FIG. 1 schematically illustrates a conventional MOSFET device 10, in particular an N-MOS device. The device comprises a P-well 12 which is formed in an N-type silicon substrate (not shown). The source and drain regions 14 and 16 are N.sup.+ type and are formed at the surface of the P-well 12. A gate structure is formed over the channel 18 between the source and drain regions. More specifically, gate 20 is formed from a conducting material such as polysilicon. The gate 20 is separated from the surface of the P-well by the gate oxide (SiO.sub.2) 22. Oxide spacers 24 and 26 are located on either side of the gate 20. The lightly doped regions 34 and 36 are provided to reduce the device hot carrier effects. The field oxide regions 38 are provided to separate adjacent MOS devices in an integrated circuit. A Metal-Poly-Dielectric (MPD) layer 42 is deposited over the surface of the device 10. Openings are formed in the MPD layer 42 so that metal contacts 44 and 46 can be made to the source and drain regions 14 and 16.
In the conventional device 10, the source and drain areas are large in order to allow for contact-to-gate and contact-to-FOX edge misalignment. The capacitance between the source and the P-well and the drain and the P-well is quite large. These capacitances are referred to or the "source/drain to substrate" capacitances. The large source/drain to substrate capacitances can degrade circuit performance seriously.
To overcome this problem, a self-aligned contact process has been developed. A MOSFET (an N-MOS device) which has been formed using the self-aligned contact process is illustrated in FIG. 2.

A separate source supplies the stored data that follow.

Issue #6541, opened 2019-07-25
elasticsearch plugin should support indices metrics


Wing924:
##### Feature idea summary

Elasticsearch should optionally export indices metrics, which can be get from `/_cat/indices`.

output samples:
```
curl 'localhost:9200/_cat/indices?format=json&pretty'
[
  {
    "pri.store.size": "650b",
    "health": "yellow",
    "status": "open",
    "index": "twitter",
    "pri": "5",
    "rep": "1",
    "docs.count": "10",
    "docs.deleted": "3",
    "store.size": "650b"
  }
]
```

should export:
```
# gauge
elasticsearch_index_docs_count{dimension="twitter"} 10
# gauge
elasticsearch_index_store_size{dimension="twitter"} 650
# gauge
elasticsearch_index_replica{dimension="twitter"} 5
# gauge red=0, yellow=1, green=2
elasticsearch_index_health{dimension="twitter"} 1
```

##### Expected behavior

have elasticsearch index chart
* don't need 1 chart per index
* a chart with index docs count
* a chart with index store size
* a chart with index replica
* a chart with index health

Maybe it's better to implement it by Go.

PR #6965, opened 2019-09-27
elasticsearch: collect metrics from _cat/indices

ilyam8:
##### Summary

Fixes: #6541

This PR adds per index metrics:
 - docs count
 - store size
 - number of replicas
 - health status

Modules gathers these metrics from `_cat/indices` endpoint. Per index metrics is optional and disabled by default.

##### Component Name

[`/collectors/python.d.plugin/elasticsearch`](https://github.com/netdata/netdata/blob/master/collectors/python.d.plugin/elasticsearch/elasticsearch.chart.py)

### DIFF
--- a/collectors/python.d.plugin/elasticsearch/README.md
+++ b/collectors/python.d.plugin/elasticsearch/README.md
@@ -1,6 +1,6 @@
 # elasticsearch
 
-This module monitors Elasticsearch performance and health metrics.
+This module monitors `Elasticsearch` performance and health metrics.
 
 It produces:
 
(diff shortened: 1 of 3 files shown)


ilyam8:
@Wing924 could you test the PR?

> elasticsearch_index_replica{dimension="twitter"} 5
# gauge red=0, yellow=1, green=2

I did
 - green: 0
 - yellow: 1
 - red: 2


Reason - netdata hides zeros by default, it would be wrong to have red status hidden.

Wing924:
@ilyam8 
スクリーンショット 2019-09-30 22 03 50
This module become very slow after apply this change.
I think query every seconds is too hard for Elasticsearch.

ilyam8:
@Wing924 `elasticsearch` module does queries every 5 sec by default.

collectors/python.d.plugin/elasticsearch/README.md
```diff
@@ -1,6 +1,6 @@
 # elasticsearch
 
-This module monitors Elasticsearch performance and health metrics.
+This module monitors `Elasticsearch` performance and health metrics.
```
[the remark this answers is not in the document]
ilyam8: yes, good idea

collectors/python.d.plugin/elasticsearch/elasticsearch.chart.py
```diff
@@ -550,88 +616,131 @@ def _get_data(self):
...
+        if not parsed:
             return queue.put(dict())
 
-        data = self.json_reply(raw_data)
+        data = fetch_data(raw_data=parsed, metrics=HEALTH_STATS)
+        dummy = {
+            'status_green': 0,
+            'status_red': 0,
+            'status_yellow': 0,
+            'status_foo1': 0,
```
Wing924: debug code?

ilyam8: kind of 😄

ilyam8:
> docs count unit is wrong?

Looks ok, try ti disable `Scale Units` option (Settings->Locale)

The N-MOS device 10' of FIG. 2 differs from the device 10 of FIG. 1 as follows. The gate 20 is enclosed by a dielectric 21 which may be oxide (SiO.sub.2) or nitride (Si.sub.3 N.sub.4). Moreover, the metal contacts 44 and 46 do not directly contact the source and drain regions 14 and 16 (as shown in FIG. 1). Instead, In FIG. 2, the interconnects 54 and 56 directly contact the source and drain 14 and 16. The interconnects 54 and 56 may be formed in part directly over the FOX regions 38 or over the gate enclosing dielectric 21. The metal contacts 44 and 46 then contact the interconnects 54 and 56. For this reason, the source and drain regions 14 and 16 may be smaller in the device 10' of FIG. 2 than in the device 10 of FIG. 1.
However, the device 10' of FIG. 2 still has a certain deficiency. The area of the source and drain 14 and 16 (or more particularly, the area at which the interconnects 54 and 56 contact the source and drain 14 and 16) must still be large enough to account for the worst case misalignment between the gate and field oxide (FOX) region that is still acceptable for proper source and drain connection. Thus, even in the device 10' of FIG. 2, the source and drain regions 14 and 16 still have a substantial size.
It is an object of the present invention to provide a self-aligned contact process for making a MOS device which overcomes the deficiencies of the prior art MOS devices. More particularly, it is an object of the invention to provide a self-aligned contact process for making a MOS device in which the source and drain regions are smaller than devices made using a conventional self-aligned process.